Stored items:
PR #341, opened 2024-05-31
feat(network): implement hole punching and rendezvous discovery

fbozic:
## Summary by CodeRabbit

- **New Features**
	- Introduced new behaviors (`dcutr`, `rendezvous`, `relay`) in the `Behaviour` struct.
	- Added a `discovery` module with a `DiscoveryState` struct.

- **Documentation**
	- Updated the documentation for the changes made in the `lib.rs` file.

### DIFF
--- a/crates/network/src/lib.rs
+++ b/crates/network/src/lib.rs
@@ -21,6 +21,8 @@ use client::NetworkClient;
 use config::NetworkConfig;
 
 const PROTOCOL_VERSION: &str = concat!("/", env!("CARGO_PKG_NAME"), "/", env!("CARGO_PKG_VERSION"));
+const CALIMERO_KAD_PROTO_NAME: libp2p::StreamProtocol =
+    libp2p::StreamProtocol::new("/calimero/kad/1.0.0");
 
 #[derive(NetworkBehaviour)]
 struct Behaviour {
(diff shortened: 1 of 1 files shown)


crates/network/src/config.rs
```diff
@@ -61,20 +66,75 @@ impl BootstrapNodes {
...
+    )]
+    pub namespace: rendezvous::Namespace,
+
+    pub discovery_rpm: f32,
+}
+
+impl Default for RendezvousConfig {
+    fn default() -> Self {
+        Self {
+            namespace: rendezvous::Namespace::from_static("/calimero/devnet/global"),
```
MatejVukosav, line 113: Should `devnet` be configurable?

crates/network/src/discovery.rs
```diff
@@ -0,0 +1,414 @@
...
+    pub(crate) fn pending_addr_changes(&self) -> bool {
+        self.pending_addr_changes
+    }
+
+    pub(crate) fn set_pending_addr_changes(&mut self) {
+        self.pending_addr_changes = true;
+    }
+
+    pub(crate) fn clear_pending_addr_changes(&mut self) {
+        self.pending_addr_changes = true;
```
MatejVukosav: Should this be `false`?

crates/network/src/config.rs
fbozic: Once contexts are introduced we are probably going to have mapping `context` ~= `namespace`. This is configurable, and this value is the default. If you have better default value let me know.

crates/network/src/discovery.rs
fbozic: Yeah, good catch.

crates/network/src/lib.rs
```diff
@@ -96,14 +98,24 @@ async fn init(
...
+
                 kad.set_mode(Some(kad::Mode::Client));
+
                 for (peer_id, addr) in bootstrap_peers {
                     kad.add_address(&peer_id, addr);
                 }
                 if let Err(err) = kad.bootstrap() {
-                    warn!("Failed to bootstrap with Kademlia: {}", err);
-                }
+                    warn!(%err, "Failed to bootstrap Kademlia");
```
MatejVukosav, line 116: Why did you change log format? Is that some convention?

fbozic: I thought it was convention (or at least a standard in our repo). I scrolled a bit and realized we have no convention (although a lot of logging is in this format). I prefer to log it like this because it gives more context (the log line will include the object's name before embedding the object).

We should probably standardize all logging in the repo.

_Exercise aim:_
Repeat the entries verbatim through the line with "(diff shortened: 1 of 1 files shown)".

_Solution to this task:_
PR #341, opened 2024-05-31
feat(network): implement hole punching and rendezvous discovery

fbozic:
## Summary by CodeRabbit

- **New Features**
	- Introduced new behaviors (`dcutr`, `rendezvous`, `relay`) in the `Behaviour` struct.
	- Added a `discovery` module with a `DiscoveryState` struct.

- **Documentation**
	- Updated the documentation for the changes made in the `lib.rs` file.

### DIFF
--- a/crates/network/src/lib.rs
+++ b/crates/network/src/lib.rs
@@ -21,6 +21,8 @@ use client::NetworkClient;
 use config::NetworkConfig;
 
 const PROTOCOL_VERSION: &str = concat!("/", env!("CARGO_PKG_NAME"), "/", env!("CARGO_PKG_VERSION"));
+const CALIMERO_KAD_PROTO_NAME: libp2p::StreamProtocol =
+    libp2p::StreamProtocol::new("/calimero/kad/1.0.0");
 
 #[derive(NetworkBehaviour)]
 struct Behaviour {
(diff shortened: 1 of 1 files shown)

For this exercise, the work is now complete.